----- Records for this task

PR #3986, opened 2022-12-23
Improve the readability of temporary directory names throughout SCT

### LINKED ISSUE #3978: `sct_propseg` - wrong name of temp centerline folder
### Description

Temporary folder created by `sct_propseg` to store a centerline includes misleading `-label_vertebrae-` string in its name:

```
$ sct_propseg -i sub-mon001_ses-M0_T2w.nii.gz -c t2

--
Spinal Cord Toolbox (git-master-3cfab1dbff6a1467ca2fad03d070eb2762dfa5e1*)

sct_propseg -i sub-mon001_ses-M0_T2w.nii.gz -c t2
--

Image header specifies datatype 'int16', but array is of type 'float64'. Header metadata will be overwritten to use 'float64'.
Creating temporary folder (/var/folders/v8/8v423b3x4g58mp5g1p33wsh00000gn/T/sct-20221208085800.685980-propseg-36oudp7g)
Image header specifies datatype 'int16', but array is of type 'float64'. Header metadata will be overwritten to use 'float64'.
Creating temporary folder (/var/folders/v8/8v423b3x4g58mp5g1p33wsh00000gn/T/sct-20221208085800.797748-label_vertebrae-pf839gpv)
Creating temporary folder (/var/folders/v8/8v423b3x4g58mp5g1p33wsh00000gn/T/sct-20221208085800.798363-qkrg225b)
Remove temporary files...
...
```

Since the temporary folder contains a centerline:

```
$ ls /var/folders/v8/8v423b3x4g58mp5g1p33wsh00000gn/T/sct-20221208085800.797748-label_vertebrae-pf839gpv
centerline_optic.nii.gz
```

It should include `-centerline-` in its name instead of `-label_vertebrae-`.

Maybe related to https://github.com/spinalcordtoolbox/spinalcordtoolbox/pull/3975

joshuacwnewton:
## Description

This PR originated in issue #3978, when @valosekj noticed that `sct_propseg`'s centerline folder name was erroneously called "label_vertebrae".

Separately, however, I've held the opinion that tempdir names in SCT [aren't as clear as they could be](https://github.com/spinalcordtoolbox/spinalcordtoolbox/issues/3978#issuecomment-1342822951). I've been wanting to update _every_ tempdir name; issue #3978 is just the straw that broke the camel's back.

So, this PR aims to improve the quality of tempdir names in SCT. This PR contains two main parts:

1. Updating the `tmp_create` function in `fs.py`, to improve the general structure of tmpdir names.
2. Updating the `basename` parameters in each _call_ to `tmp_create`, so that they all follow a standard.

The "naming standardization" is explained in commit 0c3abd0310b51d21682342ea77d041033d6a9654:

1. Only lowercase names
2. Words are delimited with `-`, not `_` (due to the fact that `_` is already in use to delimit other parts of the temporary directory name e.g. date, time, etc.)
3. Basenames should roughly match the name of the CLI script or API function that the temporary directory belongs to
   (minus `sct_` for CLI scripts).
4. If the function name itself doesn't provide enough context, then another identifier can be added (e.g. adding `propseg-` to the propseg-specific `rescale-header` function.)

Lastly, #3978 itself is fixed by 80b62205c698eb10cca74afac5130a07023a217a.

## Linked issues

Fixes #3978.

### DIFF
--- a/spinalcordtoolbox/scripts/sct_propseg.py
+++ b/spinalcordtoolbox/scripts/sct_propseg.py
@@ -50,7 +50,7 @@ def check_and_correct_segmentation(fname_segmentation, fname_centerline, folder_
     """
     printv('\nCheck consistency of segmentation...', verbose)
     # creating a temporary folder in which all temporary files will be placed and deleted afterwards
-    path_tmp = tmp_create(basename="propseg")
+    path_tmp = tmp_create(basename="propseg-check-segmentation")
     im_seg = convert(Image(fname_segmentation))
     im_seg.save(os.path.join(path_tmp, "tmp.segmentation.nii.gz"), mutable=True, verbose=0)
     im_centerline = convert(Image(fname_centerline))
@@ -421,7 +421,7 @@ def func_rescale_header(fname_data, rescale_factor, verbose=0):
     header_rescaled.set_qform(qform)
     # the data are the same-- only the header changes
     img_rescaled = nib.nifti1.Nifti1Image(img.get_data(), None, header=header_rescaled)
-    path_tmp = tmp_create(basename="propseg")
+    path_tmp = tmp_create(basename="propseg-rescale-header")
     fname_data_rescaled = os.path.join(path_tmp, os.path.basename(add_suffix(fname_data, "_rescaled")))
     nib.save(img_rescaled, fname_data_rescaled)
     return fname_data_rescaled
--- a/spinalcordtoolbox/scripts/sct_propseg.py
+++ b/spinalcordtoolbox/scripts/sct_propseg.py
@@ -563,7 +563,6 @@ def propseg(img_input, options_dict):
         printv('ERROR: your input image needs to be 3D in order to be segmented.', 1, 'error')
 
     path_data, file_data, ext_data = extract_fname(fname_data)
-    path_tmp = tmp_create(basename="label_vertebrae")
 
     # rescale header (see issue #1406)
     if rescale_header != 1.0:
@@ -611,6 +610,7 @@ def propseg(img_input, options_dict):
     # If using OptiC
     elif use_optic:
         image_centerline = optic.detect_centerline(image_input, contrast_type, remove_temp_files)
+        path_tmp = tmp_create(basename="propseg-centerline-optic")
         fname_centerline_optic = os.path.join(path_tmp, 'centerline_optic.nii.gz')
         image_centerline.save(fname_centerline_optic)
         cmd += ["-init-centerline", fname_centerline_optic]
--- a/spinalcordtoolbox/utils/fs.py
+++ b/spinalcordtoolbox/utils/fs.py
@@ -13,12 +13,11 @@ from .sys import printv
 logger = logging.getLogger(__name__)
 
 
-def tmp_create(basename=None):
+def tmp_create(basename):
     """Create temporary folder and return its path
     """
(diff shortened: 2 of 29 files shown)


spinalcordtoolbox/utils/fs.py
```diff
@@ -13,14 +13,12 @@
...
 
 
-def tmp_create(basename=None):
+def tmp_create(basename):
     """Create temporary folder and return its path
     """
-    prefix = "sct-%s-" % datetime.datetime.now().strftime("%Y%m%d%H%M%S.%f")
-    if basename:
-        prefix += "%s-" % basename
+    prefix = f"sct_{datetime.datetime.now().strftime('%Y-%m-%d_%H:%M:%S')}_{basename}_"
```
joshuacwnewton, line 19: Oops! I think I've caused an error on native Windows machines by [using the `:` character](https://stackoverflow.com/a/31976060) in a directory name.

```
OSError: [WinError 123] The filename, directory name, or volume label syntax is incorrect: 'C:\\Users\\RUNNER~1\\AppData\\Local\\Temp\\sct_2022-12-23_20:36:28_install-data_qdfid74d'
```

I'll swap this out for `-`.

joshuacwnewton, line 19: Oops! I think I've caused an error on native Windows machines by [using the `:` character](https://stackoverflow.com/a/31976060) in a directory name.

```
OSError: [WinError 123] The filename, directory name, or volume label syntax is incorrect: 'C:\\Users\\RUNNER~1\\AppData\\Local\\Temp\\sct_2022-12-23_20:36:28_install-data_qdfid74d'
```

I'll swap this out for `-`.

spinalcordtoolbox/scripts/sct_propseg.py
```diff
@@ -611,6 +610,7 @@ def propseg(img_input, options_dict):
     # If using OptiC
     elif use_optic:
         image_centerline = optic.detect_centerline(image_input, contrast_type, remove_temp_files)
+        path_tmp = tmp_create(basename="propseg-centerline-optic")
```
mguaypaq, line 613: This isn't a new issue, but I'm noticing it now, so I might as well comment: I'm a little concerned that this call to `tmp_create()` doesn't have any corresponding logic to remove it if `remove_temp_files` is set. That means that `sct_propseg` leaves the generated centerline lying around, even after it's done using it.

But, as you noted in your commit message, fixing this would be out of scope for this PR.

mguaypaq (approved):
Thanks for this comprehensive fix to the temporary directory names. In particular, I appreciate that you spelled out the guidelines you used, and that you made all the prefixes unique.

spinalcordtoolbox/utils/fs.py
```diff
@@ -16,7 +16,7 @@
 def tmp_create(basename):
     """Create temporary folder and return its path
     """
-    prefix = f"sct_{datetime.datetime.now().strftime('%Y-%m-%d_%H:%M:%S')}_{basename}_"
+    prefix = f"sct_{datetime.datetime.now().strftime('%Y-%m-%d_%H.%M.%S')}_{basename}_"
```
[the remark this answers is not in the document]
joshuacwnewton: I think I wanted to mimic human-readable times (`HH:MM.SS`), and found `_`/`-` a little less easy to grok?

But, I think you're right here. Better to be safe than sorry... I wouldn't want a folder to be misinterpreted as a file.

valosekj:
Amazing! Thank you for this fix! 🎉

----------

Task instructions:
In the entries, the line containing "[the remark this" and every line after it through the last are to be duplicated exactly, and no other line is to be included.

Answer section:
[the remark this answers is not in the document]
joshuacwnewton: I think I wanted to mimic human-readable times (`HH:MM.SS`), and found `_`/`-` a little less easy to grok?

But, I think you're right here. Better to be safe than sorry... I wouldn't want a folder to be misinterpreted as a file.

valosekj:
Amazing! Thank you for this fix! 🎉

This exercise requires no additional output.